MILLVILLE — The lights dimmed, the orchestra started to play and — for the first time since 1974 — there was life in a historic old theater on High Street.
The Levoy Theatre reopened Sunday, an event that ended decades of discussion about what would happen to the once-dilapidated facility.
Closed since 1974, the theater’s first live show in four decades harkened to it origins in 1908 with a showing of silent films starring Buster Keaton and Charlie Chaplin. The Peacherine Ragtime Orchestra provided the music.
It all started about 5:10 p.m. Sunday with a simple greeting by Lauren Van Embden, president of the Levoy Theatre Preservation Society’s board of trustees.
“Good evening and welcome to the Levoy,” she said, prompting a standing ovation by the more than 350 people who attended the renovated theater’s first showing.
City residents Ron and Mary Lou Vorndran were the first two people to walk down a side aisle to their seats.
“It is beautiful,” said Mary Lou Vorndran, 77. “The woman who showed us in was so excited. This is exciting.”
“I’ve got the tickets right here,” said her 79-year-old husband, who patted a shirt pocket containing the two ticket stubs that he joked would be worth money in a few years.
The Levoy opened after an $8.5 million renovation restored the building to how it appeared during the 1920s. The theater opened despite some delays, including a partial collapse in January 2011 that caused much of the old building to crumble.
The theater opened during an annual craft and arts festival on High Street. Theater operators estimated that several hundred festivalgoers stopped to tour the Levoy’s lobby and mezzanine and buy tickets to future shows.
The fact that people were buying tickets was a relief to theater operators, who are under some pressure: City officials and High Street merchants contend the Levoy’s success is crucial to helping revive the downtown business district.
While it remains to be seen how that will work out, people who toured the Levoy and attended the opening night show said they were happy with what they saw.
“It’s so nice to see it open again,” Bridgeton resident Cindy Gates said.

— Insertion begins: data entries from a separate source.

PR #571, opened 2026-07-06
feat(lldb): ABI extension points for custom register contexts, plus MOS ABI plugin

johnwbyrd:
## Summary

Add three extension points to `lldb::ABI` so targets with non-standard
register models can plug in their own register context and canonical
register info:

- `CreateRegisterContextForThread()` — provide a target-specific context
- `ProvidesRegisterInfoOverride()` — signal that the ABI supplies custom register handling
- `GetCanonicalRegisterInfo()` — post-process register definitions returned by a GDB stub

`ThreadGDBRemote` consults the ABI before creating the default
`GDBRemoteRegisterContext`. `ProcessGDBRemote` applies canonical register
info when the ABI provides it.

## Background

The GDB remote protocol reports only registers that the target's stub knows
about. On MOS, the imaginary-register file (`rc0`-`rc255`, `rs0`-`rs127`)
lives in zero-page memory and no stub reports these — but LLDB needs to
expose them to the user for debugging.

Rather than adding MOS-specific hooks throughout LLDB core, this PR adds
general extension points to the ABI class that any target can use.
Existing targets (default `ABI::CreateRegisterContextForThread()` returns
`nullptr`) get identical behavior.

## Changes

- **`lldb/include/lldb/Target/ABI.h`** — three new virtuals with default no-op implementations
- **`ThreadGDBRemote`** — check ABI before falling back to default context
- **`ProcessGDBRemote`** — merge canonical register info from ABI when available

## Test plan

- [ ] Existing LLDB test suite passes (`ninja check-lldb`)
- [ ] Follow-up MOS ABI plugin uses these hooks (separate PR)

## Motivation

The hook is target-generic — every existing ABI subclass gets the default
no-op implementations. Sets up the mechanism that a forthcoming MOS LLDB
ABI plugin will use to expose imaginary registers to the debugger.

### DIFF
--- a/lldb/include/lldb/Target/ABI.h
+++ b/lldb/include/lldb/Target/ABI.h
@@ -152,6 +152,21 @@ public:
 
   static lldb::ABISP FindPlugin(lldb::ProcessSP process_sp, const ArchSpec &arch);
 
+  virtual lldb::RegisterContextSP
+  CreateRegisterContextForThread(
+      lldb_private::Thread &thread,
+      uint32_t concrete_frame_idx) const {
+    // Default: return nullptr, meaning use the default RegisterContext
+    return nullptr;
+  }
+
+  // Returns true if the ABI is prepared to provide authoritative register info for override.
+  virtual bool ProvidesRegisterInfoOverride() const { return false; }
+
+  // If opted in, returns a fully-populated Register for the given name, or std::nullopt if not recognized.
+  virtual std::optional<lldb_private::DynamicRegisterInfo::Register>
+  GetCanonicalRegisterInfo(llvm::StringRef name) const { return std::nullopt; }
+
 protected:
   ABI(lldb::ProcessSP process_sp, std::unique_ptr<llvm::MCRegisterInfo> info_up)
       : m_process_wp(process_sp), m_mc_register_info_up(std::move(info_up)) {
--- a/lldb/include/lldb/Target/ABI.h
+++ b/lldb/include/lldb/Target/ABI.h
@@ -179,6 +179,22 @@ public:
     return std::nullopt;
   }
 
+  virtual lldb::RegisterContextSP
+  CreateRegisterContextForThread(
+      lldb_private::Thread &thread,
+      uint32_t concrete_frame_idx) const {
+    // Default: return nullptr, meaning use the default RegisterContext
+    return nullptr;
+  }
+
+  // Returns true if the ABI is prepared to provide authoritative register info for override.
+  virtual bool ProvidesRegisterInfoOverride() const { return false; }
+
+  // If opted in, returns a fully-populated Register for the given name, or std::nullopt if not recognized.
+  virtual std::optional<lldb_private::DynamicRegisterInfo::Register>
+  GetCanonicalRegisterInfo(llvm::StringRef name) const { return std::nullopt; }
+
+
 protected:
   ABI(lldb::ProcessSP process_sp, std::unique_ptr<llvm::MCRegisterInfo> info_up)
       : m_process_wp(process_sp), m_mc_register_info_up(std::move(info_up)) {
--- a/lldb/source/Plugins/ABI/MOS/ABISysV_mos.cpp
+++ b/lldb/source/Plugins/ABI/MOS/ABISysV_mos.cpp
@@ -1,0 +1,326 @@
+//===-- ABISysV_mos.cpp -----------------------------------------*- C++ -*-===//
+//
+// Part of the LLVM Project, under the Apache License v2.0 with LLVM Exceptions.
+// See https://llvm.org/LICENSE.txt for license information.
+// SPDX-License-Identifier: Apache-2.0 WITH LLVM-exception
+//
+//===----------------------------------------------------------------------===//
+
+#include "ABISysV_mos.h"
+#include "MOSImaginaryRegisters.h"
+#include "MOSRegisterContext.h"
+
+#include "lldb/Core/PluginManager.h"
+#include "lldb/Core/Value.h"
+#include "lldb/Symbol/UnwindPlan.h"
+#include "lldb/Target/Process.h"
+#include "lldb/Target/Thread.h"
+#include "lldb/Utility/LLDBLog.h"
+#include "lldb/Utility/Log.h"
+
+#include "Plugins/Process/gdb-remote/ThreadGDBRemote.h"
+
+#include "llvm/BinaryFormat/Dwarf.h"
+#include "llvm/TargetParser/Triple.h"
+
+using namespace lldb;
+using namespace lldb_private;
+
+LLDB_PLUGIN_DEFINE_ADV(ABISysV_mos, ArchitectureMOS)
+
+//------------------------------------------------------------------
+// Helper to look up DWARF register number by name via MCRegisterInfo.
+// This is DRY - the actual DWARF numbers come from MOSRegisterInfo.td
+// through the MCRegisterInfo generated at LLVM build time.
+//------------------------------------------------------------------
+static int GetDwarfRegNumByName(llvm::MCRegisterInfo *mc_info,
+                                llvm::StringRef name) {
+  if (!mc_info)
+    return -1;
+
+  // MCRegisterInfo stores names in uppercase
+  std::string mc_name = name.upper();
+
+  for (unsigned reg = 0; reg < mc_info->getNumRegs(); ++reg) {
+    if (mc_info->getName(reg) == mc_name) {
+      return mc_info->getDwarfRegNum(reg, /*isEH=*/false);
+    }
+  }
+  return -1;
+}
+
+//------------------------------------------------------------------
+// Static Functions
+//------------------------------------------------------------------
+
+void ABISysV_mos::Initialize() {
+  PluginManager::RegisterPlugin(GetPluginNameStatic(),
+                                "System V ABI for MOS targets", CreateInstance);
+}
+
+void ABISysV_mos::Terminate() {
+  MOSImaginaryRegisters::ClearCache();
+  PluginManager::UnregisterPlugin(CreateInstance);
+}
+
+ABISP ABISysV_mos::CreateInstance(lldb::ProcessSP process_sp,
+                                  const ArchSpec &arch) {
+  if (arch.GetTriple().getArch() == llvm::Triple::mos) {
+    return ABISP(
+        new ABISysV_mos(std::move(process_sp), MakeMCRegisterInfo(arch)));
+  }
+  return ABISP();
+}
+
+//------------------------------------------------------------------
+// MCBasedABI interface
+//------------------------------------------------------------------
+
+uint32_t ABISysV_mos::GetGenericNum(llvm::StringRef name) {
+  // Map register names to generic register numbers
+  if (name.equals_insensitive("pc"))
+    return LLDB_REGNUM_GENERIC_PC;
+  if (name.equals_insensitive("sp") || name.equals_insensitive("s"))
+    return LLDB_REGNUM_GENERIC_SP;
+  if (name.equals_insensitive("p"))
+    return LLDB_REGNUM_GENERIC_FLAGS;
+  // RS0 is the soft stack pointer (frame pointer)
+  if (name.equals_insensitive("rs0"))
+    return LLDB_REGNUM_GENERIC_FP;
+
+  return LLDB_INVALID_REGNUM;
+}
+
+void ABISysV_mos::AugmentRegisterInfo(
+    std::vector<DynamicRegisterInfo::Register> &regs) {
+  // First, call base class to handle standard DWARF/EH frame numbers
+  MCBasedABI::AugmentRegisterInfo(regs);
+
+  // Add imaginary registers if we have a main module
+  ModuleSP main_module = GetMainModule();
+  if (main_module && m_mc_register_info_up) {
+    MOSImaginaryRegisters &imag_regs = MOSImaginaryRegisters::GetOrCreate(
+        *main_module, *m_mc_register_info_up);
+    if (imag_regs.HasImaginaryRegisters()) {
+      imag_regs.AddToRegisterList(regs, *m_mc_register_info_up);
+
+      LLDB_LOG(GetLog(LLDBLog::Expressions),
+               "ABISysV_mos: Added {0} RC and {1} RS imaginary registers",
+               imag_regs.GetNumRCRegisters(), imag_regs.GetNumRSRegisters());
+    }
+  }
+}
+
+//------------------------------------------------------------------
+// ABI interface - trivial call support (not implemented for 6502)
+//------------------------------------------------------------------
+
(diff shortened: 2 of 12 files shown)


mysterymath:
I had requested smaller commits for the LLDB work, and I wanted to thank you for obliging. But, in this case, this commit is actually a bit *too* small to effectively review.

An API serves two parties: its implementation and its callers. The caller part is trivial here, so it's really the implementation and effects that matter. But, this change has no information about that, and I'd need to go digging into both in the external repo to review. Accordingly, it would be very preferable to bundle these interfaces with the changes that introduce the actual functional changes that require them; the extra 36 lines won't make it any more difficult, and actually, far to the contrary.

Leaving open, since you could repurpose this PR for this.

johnwbyrd:
Repurposed the PR as you suggested. Force-pushed the branch and folded in the caller as a second commit.

The PR now contains two commits:

1. **feat(lldb): add ABI extension points for custom register contexts** — the three virtual methods (`CreateRegisterContextForThread`, `ProvidesRegisterInfoOverride`, `GetCanonicalRegisterInfo`) plus the GDB-remote plumbing. Same as before.
2. **feat(lldb): add MOS ABI plugin for debugging support** — the first user of those extension points. `ABISysV_mos` + `MOSImaginaryRegisters` + `MOSRegisterContext`, entirely under `lldb/source/Plugins/ABI/MOS/`. ~1014 LoC. Was previously #602, now closed and folded here.

The two commits are kept separate rather than squashed so the API surface stays reviewable as a distinct hunk, but the caller is right next to it. Also updated the title to reflect combined scope.

Pairs with #601 (compiler-side DWARF/CFI) — together they're the "LLDB understands MOS" story, but the two are code-wise independent and can land in either order.

lldb/source/Plugins/Process/gdb-remote/ProcessGDBRemote.cpp
```diff
@@ -5613,11 +5613,17 @@ void ProcessGDBRemote::AddRemoteRegisters(
...
+  // ABI override for register info, if enabled
+  if (ABISP abi_sp = ABI::FindPlugin(shared_from_this(), arch_to_use)) {
+    if (abi_sp->ProvidesRegisterInfoOverride()) {
+      for (auto &reg : registers) {
+        auto canonical = abi_sp->GetCanonicalRegisterInfo(reg.name.GetStringRef());
+        if (canonical)
+          reg = *canonical;
+      }
+    }
     abi_sp->AugmentRegisterInfo(registers);
```
mysterymath: `AugmentRegisterInfo` already takes the vector of registers mutably, so it's the blessed way for a target to manipulate the list of registers. AArch64 and X86 already use this interface to add supplementary registers. Accordingly, it seems like these two additional ABI interfaces are redundant.

lldb/source/Plugins/ABI/MOS/MOSImaginaryRegisters.cpp
```diff
@@ -0,0 +1,239 @@
...
+  for (const auto &reg : regs) {
+    if (reg.byte_offset != LLDB_INVALID_INDEX32)
+      next_offset = std::max(next_offset, reg.byte_offset + reg.byte_size);
+    if (reg.regnum_remote != LLDB_INVALID_REGNUM)
+      next_regnum = std::max(next_regnum, reg.regnum_remote + 1);
+  }
+
+  // Add RC registers (8-bit)
+  for (uint32_t i = 0; i < num_rc_regs_; ++i) {
+    uint32_t dwarf_num = rc_base_dwarf_ + i;
```
mysterymath: This assumes the refactoring of `MOSRegisterInfo.td` done in #601. Since both PRs depend on this, it should be broken out so that we can submit it first.

lldb/source/Plugins/ABI/MOS/ABISysV_mos.cpp
```diff
@@ -0,0 +1,326 @@
...
+  UnwindPlan::Row row;
+
+  // CFA = normalized(S + 3) = ((S + 3) & 0xFF) | 0x0100
+  row.GetCFAValue().SetIsDWARFExpression(cfa_expr.data(), cfa_expr.size());
+
+  // PC = [normalized(S + 1)] - direct expression, NOT [CFA - 2]
+  // atDWARFExpression means: dereference the address computed by the
+  // expression.
+  UnwindPlan::Row::AbstractRegisterLocation pc_loc;
+  pc_loc.SetAtDWARFExpression(pc_expr.data(), pc_expr.size());
```
mysterymath: The value stored at S+1 by a JSR is not the return PC, but rather the return PC + 1.

lldb/source/Plugins/ABI/MOS/ABISysV_mos.cpp
```diff
@@ -0,0 +1,326 @@
...
+      "Setting return values not implemented for MOS");
+}
+
+ValueObjectSP ABISysV_mos::GetReturnValueObjectImpl(Thread &thread,
+                                                    CompilerType &type) const {
+  return ValueObjectSP();
+}
+
+bool ABISysV_mos::RegisterIsVolatile(const RegisterInfo *reg_info) {
+  // Nothing ever happens behind your back on MOS, so no volatile registers
```
mysterymath: `RegisterIsVolatile` actually means "call-clobbered": it is used to decide whether an unavailable caller register can be inherited from a younger frame. This information needs to be determined from the default calling convention.

lldb/source/Plugins/ABI/MOS/ABISysV_mos.cpp
```diff
@@ -0,0 +1,326 @@
...
+
+  plan_sp->AppendRow(std::move(row));
+  plan_sp->SetReturnAddressRegister(dwarf_pc);
+
+  return plan_sp;
+}
+
+UnwindPlanSP ABISysV_mos::CreateDefaultUnwindPlan() {
+  // The default unwind plan is used when we're in the middle of a function.
+  // For 6502, the return address is still on the hardware stack at S+1/S+2.
```
mysterymath: This isn't true; the compiler freely inserts `PHA` and `PLA` to save and restore values temporarily. In between those pairs, the function entry unwind plan will produce arbitrary garbage. Still, this is intended to be heuristic in the case that CFI or is unavailable, so using the function plan is fine; it just needs to be documented as a heuristic.

lldb/source/Plugins/ABI/MOS/ABISysV_mos.cpp
```diff
@@ -0,0 +1,326 @@
...
+  auto plan_sp = std::make_shared<UnwindPlan>(eRegisterKindDWARF);
+  plan_sp->SetSourceName("mos function-entry unwind plan");
+  plan_sp->SetSourcedFromCompiler(eLazyBoolNo);
+  plan_sp->SetUnwindPlanValidAtAllInstructions(eLazyBoolNo);
+  plan_sp->SetUnwindPlanForSignalTrap(eLazyBoolNo);
+
+  UnwindPlan::Row row;
+
+  // CFA = normalized(S + 3) = ((S + 3) & 0xFF) | 0x0100
+  row.GetCFAValue().SetIsDWARFExpression(cfa_expr.data(), cfa_expr.size());
```
mysterymath: The first row must issue `row.SetUnspecifiedRegistersAreUndefined(true)`. LLDB asserts on this in `GetFullUnwindPlanForFrame()`.

lldb/source/Plugins/ABI/MOS/ABISysV_mos.cpp
```diff
@@ -0,0 +1,326 @@
...
+             "register context");
+    return nullptr;
+  }
+
+  MOSImaginaryRegisters &imag_regs =
+      MOSImaginaryRegisters::GetOrCreate(*main_module, *m_mc_register_info_up);
+
+  return std::make_shared<MOSRegisterContext>(
+      *gdb_thread, concrete_frame_idx, reg_info_sp,
+      /*read_all_registers_at_once=*/false,
```
mysterymath: If we don't support this, register checkpointing will break. Accordingly, we need to override the two`ReadAllRegisterValues` and `WriteAllRegisterValues` variants (Buffer and Checkpoint) in RegisterContext to mark this as unavailable.

lldb/source/Plugins/ABI/MOS/ABISysV_mos.cpp
```diff
@@ -0,0 +1,326 @@
...
+//------------------------------------------------------------------
+static int GetDwarfRegNumByName(llvm::MCRegisterInfo *mc_info,
+                                llvm::StringRef name) {
+  if (!mc_info)
+    return -1;
+
+  // MCRegisterInfo stores names in uppercase
+  std::string mc_name = name.upper();
+
+  for (unsigned reg = 0; reg < mc_info->getNumRegs(); ++reg) {
```
mysterymath: nit: no braces, and break out ending var in the I/E style.

lldb/source/Plugins/ABI/MOS/ABISysV_mos.cpp
```diff
@@ -0,0 +1,326 @@
...
+//------------------------------------------------------------------
+// Unwind Plans
+//------------------------------------------------------------------
+
+/// Build a DWARF expression that computes a normalized hardware stack address.
+/// The 6502 hardware stack is at 0x0100-0x01FF. The S register is physically
+/// 8-bit, but some debuggers report it as 16-bit (e.g., MAME reports 0x01FE).
+/// This expression normalizes to always produce addresses in 0x0100-0x01FF:
+///   result = ((S + Offset) & 0xFF) | 0x0100
+static void buildNormalizedHardwareStackExpr(std::vector<uint8_t> &expr,
```
mysterymath: If `dwarf_s` is always set to the same value, maybe this should be a member function so the argument can be elided.

lldb/source/Plugins/ABI/MOS/ABISysV_mos.cpp
```diff
@@ -0,0 +1,326 @@
...
+}
+
+UnwindPlanSP ABISysV_mos::CreateFunctionEntryUnwindPlan() {
+  // Get the DWARF register numbers by name via MCRegisterInfo.
+  // These are looked up at runtime - no hardcoded constants.
+  // The actual DWARF numbers come from MOSRegisterInfo.td.
+  if (!m_mc_register_info_up)
+    return nullptr;
+
+  int dwarf_s = GetDwarfRegNumByName(m_mc_register_info_up.get(), "S");
```
mysterymath: `GetEHAndDwarfNums`

lldb/include/lldb/Target/ABI.h
```diff
@@ -179,6 +179,22 @@ class ABI : public PluginInterface {
     return std::nullopt;
   }
 
+  virtual lldb::RegisterContextSP
```
mysterymath: This only supports GDBRemoteRegisterContext and ThreadGDBRemote, so it should declare as such. And its name should probably reflect this.

lldb/source/Plugins/ABI/MOS/ABISysV_mos.cpp
```diff
@@ -0,0 +1,326 @@
...
+  // to avoid subtraction underflow when S wraps within the stack page.
+  //
+  // The expression computes: ((S + offset) & 0xFF) | 0x0100
+  // This ensures the result is always in the hardware stack range
+  // 0x0100-0x01FF.
+
+  // IMPORTANT: These expression vectors must be static because UnwindPlan
+  // stores raw pointers to the data, not copies. They must persist for the
+  // lifetime of the UnwindPlan.
+  static std::vector<uint8_t> cfa_expr;
```
mysterymath: For thread safety, this should be a static const struct initialized by immediately calling a lambda.

lldb/source/Plugins/ABI/MOS/ABISysV_mos.cpp
```diff
@@ -0,0 +1,326 @@
...
+  if (!initialized || cached_dwarf_s != dwarf_s) {
+    cfa_expr.clear();
+    pc_expr.clear();
+    s_expr.clear();
+
+    buildNormalizedHardwareStackExpr(cfa_expr, dwarf_s, 3); // CFA = S + 3
+    buildNormalizedHardwareStackExpr(pc_expr, dwarf_s, 1);  // PC at S + 1
+    buildNormalizedHardwareStackExpr(s_expr, dwarf_s, 2);   // S_prev = S + 2
+
+    cached_dwarf_s = dwarf_s;
```
mysterymath: `dwarf_s` isn't going to change; this should probably be an assertion.

lldb/source/Plugins/ABI/MOS/ABISysV_mos.h
```diff
@@ -0,0 +1,85 @@
...
+  bool GetArgumentValues(lldb_private::Thread &thread,
+                         lldb_private::ValueList &values) const override;
+
+  lldb_private::Status
+  SetReturnValueObject(lldb::StackFrameSP &frame_sp,
+                       lldb::ValueObjectSP &new_value) override;
+
+  bool CallFrameAddressIsValid(lldb::addr_t cfa) override {
+    // MOS uses 16-bit addresses, soft stack can be anywhere
+    return cfa <= 0xFFFF;
```
mysterymath: The ABI treats the call frame as the hardware call frame; this treats the soft stack as the call frame? Which is it? At the very least, this bears some discussion in a comment here.

lldb/source/Plugins/ABI/MOS/MOSImaginaryRegisters.cpp
```diff
@@ -0,0 +1,239 @@
...
+
+// Static cache
+llvm::StringMap<MOSImaginaryRegisters> MOSImaginaryRegisters::s_cache_;
+
+//------------------------------------------------------------------
+// Helper to look up DWARF register number by name via MCRegisterInfo.
+// This is DRY - the actual DWARF numbers come from MOSRegisterInfo.td
+// through the MCRegisterInfo generated at LLVM build time.
+//------------------------------------------------------------------
+static int GetDwarfRegNumByName(llvm::MCRegisterInfo &mc_info,
```
mysterymath: Rather than duplicating this functionality with the `GetEHAndDwarfNums` in the ABI, we could precompute these DWARF nums in a table in the factory using access to the ABI object?

lldb/source/Plugins/ABI/MOS/MOSImaginaryRegisters.cpp
```diff
@@ -0,0 +1,239 @@
...
+  }
+  return -1;
+}
+
+MOSImaginaryRegisters &
+MOSImaginaryRegisters::GetOrCreate(Module &module,
+                                   llvm::MCRegisterInfo &mc_info) {
+  // Use UUID as cache key, fall back to file path
+  std::string key = module.GetUUID().GetAsString();
+  if (key.empty()) {
```
mysterymath: nit: no braces, here and throughout, for single statement control flow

The Levoy has a special meaning for Gates and her husband, Earl: They met at the theater while working there in 1973. They stocked the concession booth and swept the aisles between shows. Earl Gates said he used to climb a ladder to put the heavy metal letters onto the theater’s marquee.
They married in 1974.
“We would never have gotten together if it wasn’t for the Levoy,” Earl Gates said. “We’ve been together ever since.”
Earl Gates said Sunday was the first time he and his wife, who are both 55 and operate an auto repair business, were in the Levoy since it closed in 1974.
“We’re coming back,” he said. “We want to make this a part of our life again.”
Another local resident, Tina Benishek, said she used to attend matinees at the Levoy in her youth, and its reopening is something special.
“It’s just perfect for the city of Millville,” she said. “It is everything we dreamed it would be.”
Sunday’s reopening went off smoothly, theater operators said.
Theater volunteers gathered for a meeting at 3:30 p.m., about an hour before seating began. They took a final tour of the theater, were assigned duties and were reminded of key details, such as the locations of the bathrooms.
About the only glitch in the evening occurred while customers were being seated: The lights prematurely dimmed, making it hard for people to see in the balcony. That problem was quickly corrected.